= ACTIVITY =
The required result is each line of the entries below containing the string "implements".
--*--
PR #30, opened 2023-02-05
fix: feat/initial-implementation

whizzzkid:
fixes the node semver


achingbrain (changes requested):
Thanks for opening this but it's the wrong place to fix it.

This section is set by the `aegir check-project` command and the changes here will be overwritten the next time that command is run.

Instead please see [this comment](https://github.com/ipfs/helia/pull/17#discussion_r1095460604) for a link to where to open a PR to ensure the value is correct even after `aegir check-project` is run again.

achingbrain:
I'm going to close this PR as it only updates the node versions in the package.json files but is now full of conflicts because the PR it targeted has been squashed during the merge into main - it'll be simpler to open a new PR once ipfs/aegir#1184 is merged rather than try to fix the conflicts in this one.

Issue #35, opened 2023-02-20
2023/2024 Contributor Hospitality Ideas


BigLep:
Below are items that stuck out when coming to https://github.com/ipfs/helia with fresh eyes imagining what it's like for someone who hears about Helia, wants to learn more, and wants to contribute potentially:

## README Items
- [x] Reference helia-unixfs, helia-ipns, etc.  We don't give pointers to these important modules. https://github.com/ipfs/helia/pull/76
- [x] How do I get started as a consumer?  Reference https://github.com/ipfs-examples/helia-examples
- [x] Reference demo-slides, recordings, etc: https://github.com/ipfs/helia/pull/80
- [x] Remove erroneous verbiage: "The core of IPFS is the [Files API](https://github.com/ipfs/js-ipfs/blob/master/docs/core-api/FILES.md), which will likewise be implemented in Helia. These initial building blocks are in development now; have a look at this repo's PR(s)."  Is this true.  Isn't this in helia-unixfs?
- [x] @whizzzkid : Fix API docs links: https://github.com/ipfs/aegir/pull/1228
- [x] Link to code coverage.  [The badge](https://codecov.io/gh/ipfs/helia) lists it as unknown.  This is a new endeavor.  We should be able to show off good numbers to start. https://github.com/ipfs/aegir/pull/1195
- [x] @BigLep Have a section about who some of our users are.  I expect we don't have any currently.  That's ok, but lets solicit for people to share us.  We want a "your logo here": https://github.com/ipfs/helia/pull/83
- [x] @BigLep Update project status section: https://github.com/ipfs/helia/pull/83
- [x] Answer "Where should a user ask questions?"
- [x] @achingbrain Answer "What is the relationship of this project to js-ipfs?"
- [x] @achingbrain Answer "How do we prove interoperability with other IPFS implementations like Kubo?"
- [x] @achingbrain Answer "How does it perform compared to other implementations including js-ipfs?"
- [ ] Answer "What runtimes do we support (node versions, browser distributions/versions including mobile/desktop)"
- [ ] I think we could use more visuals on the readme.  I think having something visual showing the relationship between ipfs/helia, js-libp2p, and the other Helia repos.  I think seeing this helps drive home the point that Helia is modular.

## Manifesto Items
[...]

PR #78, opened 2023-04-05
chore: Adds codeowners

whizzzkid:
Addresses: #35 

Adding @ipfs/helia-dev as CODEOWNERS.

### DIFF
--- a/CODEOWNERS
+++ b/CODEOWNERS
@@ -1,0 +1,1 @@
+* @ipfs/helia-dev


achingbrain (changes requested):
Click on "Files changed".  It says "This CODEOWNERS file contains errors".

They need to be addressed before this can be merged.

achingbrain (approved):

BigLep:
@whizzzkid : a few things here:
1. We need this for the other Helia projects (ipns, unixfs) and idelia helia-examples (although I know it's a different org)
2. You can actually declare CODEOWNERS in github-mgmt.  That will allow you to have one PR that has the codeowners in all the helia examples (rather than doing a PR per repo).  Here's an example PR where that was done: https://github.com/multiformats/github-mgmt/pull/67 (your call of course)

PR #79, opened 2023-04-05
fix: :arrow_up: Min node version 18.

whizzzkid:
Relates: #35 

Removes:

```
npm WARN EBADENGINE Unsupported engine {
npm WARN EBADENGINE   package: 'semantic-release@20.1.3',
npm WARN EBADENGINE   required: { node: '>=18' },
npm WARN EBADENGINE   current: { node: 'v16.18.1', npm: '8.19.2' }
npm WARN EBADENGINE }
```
--*--
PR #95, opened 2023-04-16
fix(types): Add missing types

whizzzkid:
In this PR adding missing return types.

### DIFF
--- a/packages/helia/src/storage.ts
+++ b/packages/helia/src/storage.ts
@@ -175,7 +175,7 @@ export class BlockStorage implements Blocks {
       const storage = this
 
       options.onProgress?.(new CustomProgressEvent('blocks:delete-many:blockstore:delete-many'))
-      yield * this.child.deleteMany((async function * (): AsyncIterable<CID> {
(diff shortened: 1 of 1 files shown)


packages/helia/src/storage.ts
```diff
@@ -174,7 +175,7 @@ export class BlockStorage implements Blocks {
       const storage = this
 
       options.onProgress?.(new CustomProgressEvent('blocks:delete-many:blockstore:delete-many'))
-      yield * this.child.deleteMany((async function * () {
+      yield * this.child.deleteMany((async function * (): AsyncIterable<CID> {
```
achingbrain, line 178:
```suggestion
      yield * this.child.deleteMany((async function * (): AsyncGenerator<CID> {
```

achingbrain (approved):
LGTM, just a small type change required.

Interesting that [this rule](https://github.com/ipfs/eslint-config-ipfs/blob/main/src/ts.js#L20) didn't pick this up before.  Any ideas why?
--*--
= SOLVED PROBLEM =
@@ -175,7 +175,7 @@ export class BlockStorage implements Blocks {
@@ -174,7 +175,7 @@ export class BlockStorage implements Blocks {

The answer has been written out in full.